===== Data for this task

Issue #3613, opened 2025-08-08
ACS Commons Redirect Manager - Replace Mode Issue


sabdouni:
Technical Env:

AEM Cloud SDK : 2025.7.21772.20250730T182007Z
ACS Commons : 6.14.0

Issue:
We noticed an issue with the Redirect Manager when our marketing team uses 'Replace Mode' on import.
They are getting a 500 error.

Without 'Replace Mode', everything works fine and the imports go smoothly.

After the investigation, we discovered the following

- Under /conf/<site>/settings/redirects, we have _rep:policy_ node
- The servlet com.adobe.acs.commons.redirects.servlets.ImportRedirectMapServlet, try to delete all the nodes under  /conf/<site>/settings/redirects, including _rep:policy_ causing an error

Possible solution:
- Ignore _rep:policy_  when deleting the redirections

I can provide a PR if my analysis is correct.

Thanks

YegorKozlov:
@sabdouni good catch. 

> I can provide a PR if my analysis is correct.

PRs are very much welcome. See
https://github.com/Adobe-Consulting-Services/acs-aem-commons/blob/7c88f0de005f80851dac38e5214d328f77a9e16c/bundle/src/main/java/com/adobe/acs/commons/redirects/servlets/ImportRedirectMapServlet.java#L112

it should only delete the `nt:unstructured` nodes which coves redirects and shards. 

```java
if(ch.isResourceType(NT_UNSTRUCTURED)) {
    ch.getResourceResolver().delete(ch);
}
```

==========

Your instructions: The required output is the stretch of entries above from the line containing "- Under /conf/<site>/settings/redirects, we" through the line containing "PRs are very much welcome. See", reproduced exactly.

Solved exercise:
- Under /conf/<site>/settings/redirects, we have _rep:policy_ node
- The servlet com.adobe.acs.commons.redirects.servlets.ImportRedirectMapServlet, try to delete all the nodes under  /conf/<site>/settings/redirects, including _rep:policy_ causing an error

Possible solution:
- Ignore _rep:policy_  when deleting the redirections

I can provide a PR if my analysis is correct.

Thanks

YegorKozlov:
@sabdouni good catch. 

> I can provide a PR if my analysis is correct.

PRs are very much welcome. See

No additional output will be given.